Британские регулирующие органы недавно одобрили CRISPR-Cas9 для лечения серповидно-клеточной болезни и β-талассемии, а исследователи уже использовали клетки с редактированием оснований для лечения лейкемии у 13-летней девочки в Великобритании.¹¹ Хотя эти инструменты редактирования имеют потенциал для спасения жизней, данное исследование показывает, что, возможно, стоит продолжить изучение их генотоксических рисков.

Doudna JA & Charpentier E. The new frontier of genome engineering with CRISPR-Cas9. Science. 2014;346(6213):1258096.

Kantor A, et al. CRISPR-Cas9 DNA base-editing and prime-editing. Int J Mol Sci. 2020;21(17):6240.

Fiumara M, et al. Genotoxic effects of base and prime editing in human hematopoietic stem cells. Nat Biotechnol. 2023;s41587-023-01915-4.

Gabriel R, et al. An unbiased genome-wide analysis of zinc-finger nuclease specificity. Nat Biotechnol. 2011;29:816-823.

Ferrari S, et al.
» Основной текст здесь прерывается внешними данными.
PR #551, opened 2020-06-26
Minor fix for --use_prebuilt_tensorflow when CPP API enabled

adk9:
* Build CPP API first before copying libtensorflow_framework.so to get
around an issue when using --use_prebuilt_tensorflow


kanvi-nervana:
Just curious, what was the issue that was showing up?

adk9:
> Just curious, what was the issue that was showing up?

Building with cpp support and prebuilt TF was failing as git fails to clone in an existing directory.

PR #553, opened 2020-06-27
Use subprocess.Popen in command_executor to catch errors

bani-intelaipg:
Added debug info to analyze Intermittent PyTest error during BuildKite CI pipeline.
Tried Build https://buildkite.com/ngraph/ngtf-cpu-ubuntu/builds/5011
Unit-tested using..
```
import sys, shlex, subprocess
cmd_str = "xls -l"
cmd_list = shlex.split(cmd_str)
#p = subprocess.Popen(args)
#if(subprocess.check_call(cmd_list, stderr=subprocess.STDOUT) != 0):
try:
    retcode = subprocess.call(cmd_list, stderr=subprocess.STDOUT)
    if retcode < 0:
        print("Child was terminated by signal", -retcode, file=sys.stderr)
        exit(retcode)
    elif retcode == 0:
        print("Child returned OK", retcode, file=sys.stderr)
        # OK, continue
    else:
        print("Child returned ERROR", retcode, file=sys.stderr)
        exit(retcode)
except OSError as e:
    print("Execution failed:", e, file=sys.stderr)
    #exit 1 # exit program with error
    raise

print("Back to main program again...")
```


tools/build_utils.py
```diff
@@ -56,8 +56,22 @@ def command_executor(cmd, verbose=False, msg=None, stdout=None, stderr=None):
...
+        elif retcode == 0:
+            print("Child returned OK", retcode, file=sys.stderr)
+            # OK, continue
+        else:
+            print("Child returned ERROR", retcode, file=sys.stderr)
+            exit(retcode)
+    except OSError as e:
+        print("!!! Execution failed !!!", e, file=sys.stderr)
+        #exit 1 # exit program with error
+        raise
```
adk9, line 74: This doesn't seem to use the passed in `stdout` and `stderr` arguments which would mask the build output (and errors) in many cases?

bani-intelaipg: Updated to use Popen (similar to existing scripts), also used params

PR #554, opened 2020-06-29
Refactor NgraphEncapsulateImpl

adk9:
* Move `ngraph_var.{cc,h}` to `enable_variable_ops/`
* Introduce `Compile()` and `GetCompiledString()` methods in
`NgrapEncapsulateImpl` to be able to compile nGraph functions. This fixes leaky abstractions in `ngraph_encapsulate_clusters.cc` and the tests where the backend was called directly to compile an nGraph function.


kanvi-nervana:
The build fails because of incorrect include paths.

ngraph_bridge/ngraph_encapsulate_impl.cc
```diff
@@ -92,12 +91,48 @@ Status NGraphEncapsulateImpl::ComputeSignature(
...
+        (st.ok() ? ""
+                 : " Failed to serialize as well with error: " +
+                       st.error_message()));
+  }
+  BackendManager::UnlockBackend(backend_name);
+  return Status::OK();
+}
+
+// Compiles the ngraph function and returns ngraph executable as a string
+Status NGraphEncapsulateImpl::GetCompiledString(
```
kanvi-nervana, line 120: Does this function need locking?

PR #555, opened 2020-06-29
kanvi/upgrade _FusedConv2D to opset3

kanvi-nervana:


ngraph_bridge/ngraph_builder.cc
```diff
@@ -2121,9 +2121,9 @@ static Status TranslateFusedConv2DOp(const Node* op,
                          ng_strides, ng_dilations, ng_padding_below,
                          ng_padding_above);
 
-    ng_conv = ConstructNgNode<ng::op::Convolution>(
+    ng_conv = ConstructNgNode<ng::opset3::Convolution>(
         op->name() + "_FusedConv2D_Conv", ng_input, ng_filter, ng_strides,
-        ng_dilations, ng_padding_below, ng_padding_above);
+        ng_padding_below, ng_padding_above, ng_dilations);
```
adk9, line 2126: If TF pad-type is "VALID", then set it to `ngraph::opset3::PadType::VALID` here.

ngraph_bridge/ngraph_builder.cc
```diff
@@ -2133,9 +2133,9 @@ static Status TranslateFusedConv2DOp(const Node* op,
     auto constant_6 = ConstructNgNode<ng::op::Constant>(
```
adk9, line 2133: `ng::opset3::Constant`?

kanvi-nervana: thanks for catching it

PR #556, opened 2020-06-30
Do not suppress stderr when running C++ unit tests

bani-intelaipg:


bani-intelaipg:
This will still help get errors printed, e.g. the gtest_ngtf (cpp unit test) printed error that TF2 so was not found. I suggest we merge it. We will analyze the the other reported error e.g. https://buildkite.com/ngraph/ngtf-cpu-ubuntu-variables/builds/2846#ea985851-bd3d-4dca-aca2-cbe70dd18d3f

PR #566, opened 2020-07-03
enable stderr in run_test() of tf_unittest_runner

bani-intelaipg:


bani-intelaipg:
Also added copy_tf_to_artifacts in build_ngtf to copy TF .so after build in case of build TF2 from source

bani-intelaipg:
We need this in master to prevent spurious CI failures.

bani-intelaipg:
Will create a JIRA issue for reduction_ops_test.SumReductionTest.testFloat32 failure

adk9:
Just as an aside: the test logs look a little verbose because of these changes. For the grappler build, we should wrap the "using backend" message (in `ngraph_optimizer.cc`) with a "NGRAPH_TF_LOG_0_DISABLED" env check as in `ngraph_rewrite_pass.cc`.

PR #571, opened 2020-07-07
Fix build_ngtf script to install TF artifacts when building from source

kanvi-nervana:
remove line that breaks the build - not required


bani-intelaipg:
In case on full/clean build (where building TF from source), in order to run the C++ unit tests exactly like BuildKite CI, we need the libtensorflow_framework.so.2 in ./build_cmake/artifacts/tensorflow/ folder. So, we need to fix it.

adk9:
I'm not sure I understand these changes. Wouldn't we install correctly to the `artifacts_location` when building TF from source? What is the location of installed `libtensorflow_framework.so` when building from source?

PR #572, opened 2020-07-08
Upgrade ops that use broadcast op

kanvi-nervana:
Upgrade FusedMatMul, Fill op which use broadcast
Upgrade some more simple ops - Log1p, ConcatV2, MatMul, Relu6, Sigmoid, Softplus
Add simple C++ test for MatMul


ngraph_bridge/ngraph_builder.cc
```diff
@@ -1634,15 +1634,12 @@ static Status TranslateFillOp(
...
-  for (size_t i = 0; i < dims_vec.size(); ++i) {
-    ng_output_shape[i] = dims_vec[i];
-    ng_axis_set.insert(i);
-  }
-  SaveNgOp(ng_op_map, op->name(),
-           ConstructNgNode<ng::op::Broadcast>(op->name(), ng_value,
-                                              ng_output_shape, ng_axis_set));
+  auto ng_output_shape = ConstructNgNode<ng::opset3::Constant>(
+      op->name(), ng::element::i64, ng::Shape{dims_vec.size()},
+      vector<size_t>(dims_vec.begin(), dims_vec.end()));
```
adk9, line 1639: Just `dims_vec` should work.

PR #575, opened 2020-07-08
Upgrade reshape helpers to use opset3::Transpose

kanvi-nervana:
Upgrade reshape helpers to use transpose when rank is same instead


ngraph_bridge/ngraph_mark_for_clustering.cc
```diff
@@ -713,14 +710,14 @@ GetTFToNgOpMap() {
       {"ConcatV2", {std::make_shared<ngraph::opset3::Concat>()}},
       {"Const", {constant}},
       {"Conv2D",
-       {std::make_shared<ngraph::op::Reshape>(),
+       {std::make_shared<ngraph::opset3::Transpose>(),
```
adk9, line 713: Would you need a constant here?

PR #580, opened 2020-07-10
Add interpreter backend CI pipeline

adk9:


test/test_nn_ops.cpp
```diff
@@ -659,7 +659,7 @@ TEST(NNOps, MaxPool3DNDHWCValid) {
   }
 }  // end of MaxPool3DNDHWCValid op
 
-TEST(NNOps, QuantizedAvgPoolEvenInput) {
+TEST(NNOps, DISABLED_QuantizedAvgPoolEvenInput) {
```
kanvi-nervana, line 662: Does this fail because of quantizedavgpool not being updated to opset3?

tools/test_utils.py
```diff
@@ -277,9 +277,13 @@ def run_tensorflow_pytests_from_artifacts(backend, ngraph_tf_src_dir,
     # Now run the TensorFlow python tests
     test_src_dir = os.path.join(ngraph_tf_src_dir, "test/python/tensorflow")
     test_script = os.path.join(test_src_dir, "tf_unittest_runner.py")
-    if backend is not None and 'GPU' in backend:
-        test_manifest_file = os.path.join(test_src_dir,
-                                          "python_tests_list_gpu.txt")
+    if backend is not None:
+        if 'GPU' in backend:
```
kanvi-nervana, line 281: This can be removed, since we don't have the support.

test/test_nn_ops.cpp
adk9: Yeah, it could be. I just noticed the changes in your PR. I'll try to rebase against it.

tools/test_utils.py
adk9: Sure, we can have a separate PR that removes GPU support.

test/ci/buildkite/setup.yml
```diff
@@ -1,3 +1,6 @@
+env:
```
bani-intelaipg, line 1: May be put a comment like: Per BuildKite doc, defining an env var at the top of the yaml file will set that var on each of the command steps in the pipeline, and is equivalent to setting the env attribute on every step.

test/ci/buildkite/setup.yml
```diff
@@ -1,3 +1,6 @@
...
+  NGRAPH_TF_BACKEND: ${NGRAPH_TF_BACKEND:-CPU}
```
kanvi-nervana, line 2: Do we need a global setting?

bani-intelaipg:
I think yes, as it sets the proper flag for all the steps in the interpreter CI.

On Jul 10, 2020, at 8:30 PM, kanvi-nervana <notifications@github.com> wrote:

﻿

@kanvi-nervana commented on this pull request.

________________________________

In test/ci/buildkite/setup.yml<https://github.com/tensorflow/ngraph-bridge/pull/580#discussion_r453149097>:

> @@ -1,3 +1,6 @@
+env:
+  NGRAPH_TF_BACKEND: ${NGRAPH_TF_BACKEND:-CPU}


Do we need a global setting?

test/ci/buildkite/test_runner.py
```diff
@@ -115,17 +111,17 @@ def main():
     elif (arguments.test_tf_python):
```
kanvi-nervana, line 111: The bazel test option can be removed

adk9: Cool, maybe remove that and the GPU tests in a separate PR?

test/ci/buildkite/setup.yml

Efficient gene editing of human long-term hematopoietic stem cells validated by clonal tracking. Nat Biotechnol. 2020;38(4):1298-1308.

Antoniou P, et al. Base and prime editing technologies for blood disorders. Front Genome Ed. 2021;3:61846.

Feroz W & Sheikh AMA. Exploring the multiple roles of guardian of the genome: P53. Egypt J Med Hum Genet. 2020;21(49):s43042-020-00089-x.

Schubert MS, et al. Chemical modification of CRISPR gRNAs eliminate type I Interferon responses in human peripheral blood mononuclear cells. J Cytokine Biol. 2018;3(21):121.

Gerstel B, et al. The effects of 5'-capping, 3'-polyadenylation and leader composition upon the translation and stability of mRNA in a cell-free extract derived from the yeast Saccharomyces cerevisiae. Mol Microbiol. 1992;6(16):2339-2348.

Syding LM, et al. CRISPR/Cas9 epigenome editing potential for rare imprinting diseases: A review. Cells. 2020;9(4):993.

Chiesa R, et al. Base-edited CAR7 T cells for relapsed T-cell acute lymphoblastic leukemia. NEJM. 2023;389:899-910.